Graphic Novel Review: Harvey Knight’s Odyssey by Nick Maandag

Harvey Knight’s Odyssey by Nick Maandag. Drawn & Quarterly, 2023. 9781770466326. 168pp.

This graphic novel contains three separate strange, deadpan stories. Two of them star author and artist Nick Maandag himself.

In “The Plunge” Maandag decides to start making his own coffee at work with a French press, and the process becomes something of an event for everyone there.

“Full Day” starts with a trash machine sucking the hat right off Maandag’s head as he goes to work in the morning. Thus begins a day that includes a meeting that’s difficult to interpret and a random efficiency check of his work, among other bits of weirdness. Toward the end there’s a lewd act (or brilliant piece of performance art, you be the judge) on a subway. (It’s my favorite story and reminds me of my strangest day working at a public library.)
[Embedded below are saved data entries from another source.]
PR #619, opened 2026-06-05
Remove `Job.submit()` from the public interface

PietropaoloFrisoni:
## Description

This PR removes `Job.submit()` from the abstract interface of the `Job` base class. 

This enables more freedom for the vendor(s) implementing their own `Backend` subclasses.
Concrete subclasses may still define their own `submit()` as an internal implementation detail, and existing backends are left unchanged.

## Related Issues

None.

## Type of Change

- [ ] Bug Fix
- [ ] Performance improvement
- [x] Documentation
- [ ] CI / Build

## Breaking Change?
- [ ] Yes
- [x] No

> Existing `Job` subclasses that implement `submit()` continue to work without modification. The only scenario that would break is calling `super().submit()` from a subclass (which previously raised `NotImplementedError` anyway).

## What was changed?

- Removed `@abstractmethod submit()` from `Job`. We updated class docstring as well.

- The rest is a consequence of this (see changed files).

## How was it tested?

| Test-ID | Status |
|---------|--------|
| `TestJobAbstractInterface::test_job_cannot_be_instantiated_directly` | ✅ |
| `TestJobAbstractInterface::test_result_is_abstract` | ✅ |
| `TestJobAbstractInterface::test_cancel_is_abstract` | ✅ |
| `TestJobAbstractInterface::test_status_is_abstract` | ✅ |
| `JobTestLifecycle::test_job_starts_in_initializing_state` | ✅ |
| `JobTestLifecycle::test_run_async_does_not_leave_job_in_initializing` | ✅ |
| `JobTestLifecycle::test_full_lifecycle_order_via_set_status` | ✅ |
| Full interface test suite (170 tests) | ✅ |

## Checklist

## Reviewer Notes

### DIFF
--- a/documentation/source/reference/Backend Interface/index.rst
+++ b/documentation/source/reference/Backend Interface/index.rst
@@ -380,7 +380,7 @@ the execution is synchronous or asynchronous.
 This follows the *Future* (or *Promise*) pattern: execution happens independently of the
 caller, and the caller decides when to block for the result.
 
-The base ``Job`` class defines *only the observable contract*: four abstract methods that
+The base ``Job`` class defines *only the observable contract*: three abstract methods that
 every concrete implementation must provide.
 It deliberately prescribes no internal synchronisation mechanism.
 A synchronous simulator may resolve the job inline; an asynchronous hardware backend
@@ -400,9 +400,8 @@ From the caller's perspective, both are used identically:
    # Attempt cancellation (best-effort, may return False if already done).
    accepted = job.cancel()
 
-Concrete subclasses must implement the four abstract methods:
+Concrete subclasses must implement three abstract methods:
 
-- :meth:`~qrisp.interface.Job.submit`: trigger the actual execution.
 - :meth:`~qrisp.interface.Job.result`: block until the result is available and return it.
 - :meth:`~qrisp.interface.Job.cancel`: attempt to cancel the job.
 - :meth:`~qrisp.interface.Job.status`: return the current :ref:`JobStatus` without blocking.
@@ -431,7 +430,7 @@ during its lifecycle.
 
 The six states are:
 
-- ``INITIALIZING``: the job has been created but not yet submitted to the backend.
+- ``INITIALIZING``: the job has been created and execution has not yet been handed off to the backend.
 - ``QUEUED``: the job has been submitted and is waiting for execution resources.
 - ``RUNNING``: the job is currently being executed.
 - ``DONE``: the job completed successfully. Results are available via :meth:`~qrisp.interface.Job.result`.
--- a/documentation/source/reference/Backend Interface/index.rst
+++ b/documentation/source/reference/Backend Interface/index.rst
@@ -406,6 +406,20 @@ Concrete subclasses must implement three abstract methods:
 - :meth:`~qrisp.interface.Job.cancel`: attempt to cancel the job.
 - :meth:`~qrisp.interface.Job.status`: return the current :ref:`JobStatus` without blocking.
 
+.. note::
+
+   *Submission responsibility:* ``Job`` does not mandate how or when a job transitions
+   out of :attr:`~qrisp.interface.JobStatus.INITIALIZING`. That responsibility belongs
+   entirely to the concrete backend author. 
+   
+   The only hard contract is that the job returned by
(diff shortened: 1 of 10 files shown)


PietropaoloFrisoni:
@smite I cannot request your review for some reason (probably because you are not one of the Eclipse commiters), but I tag you explicitly here :+1:

src/qrisp/interface/backend.py
```diff
@@ -56,11 +56,21 @@ def name(self) -> str:
...
+    def run(
+        self, circuits: Sequence[QuantumCircuit], shots: int | None = None
+    ) -> list[MeasurementResult]: ...
+
     def run(
         self,
         circuits: QuantumCircuit | Sequence[QuantumCircuit],
         shots: int | None = None,
-    ):
+    ) -> MeasurementResult | list[MeasurementResult]:
```
PietropaoloFrisoni, line 73: This is a change unrelated with the purpose of this PR, but it is necessary for other reasons (see this discussion https://github.com/eclipse-qrisp/Qrisp/pull/564#discussion_r3348456794)

documentation/source/reference/Backend Interface/index.rst
```diff
@@ -400,13 +400,26 @@ From the caller's perspective, both are used identically:
...
 
+.. note::
+
+   *Submission responsibility:* ``Job`` does not mandate how or when a job transitions
+   out of :attr:`~qrisp.interface.JobStatus.INITIALIZING`. That responsibility belongs
+   entirely to the concrete backend author. 
+   
+   The only hard contract is that the job returned by
+   :meth:`~qrisp.interface.Backend.run_async` must not still be in
+   :attr:`~qrisp.interface.JobStatus.INITIALIZING` state.
```
positr0nium, line 417: Do we still need this JobStatus? What could it be useful for?

PietropaoloFrisoni: `JobStatus` is the data structure that we are using to manage every lifecycle state a Job can be in (it is not the only possible way, but I think this is perfectly reasonable).
 
I originally modelled it after larger frameworks like Qiskit, which also define a `JobStatus` `enum`, both for familiarity and because I think that an `enum` is the most self-documenting way to communicate to backend implementors what states are valid.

“Harvey Knight’s Odyssey” is the longest story. It involves the religion Solarism, whose members believe humans are products of both light and dark, and that over time, through exposure to light, they can become pure beings. (They use high-powered tanning beds.) The story contains corruption, nudity, cavity searches, sunburns, spiders, and owl-eating.

Worth noting: The endpapers contain ten comic strips. And, despite the cover image, I don’t remember a shark or a bird with human feet anywhere in the book, though it’s full of so many odd moments that I feel like I may have overlooked both.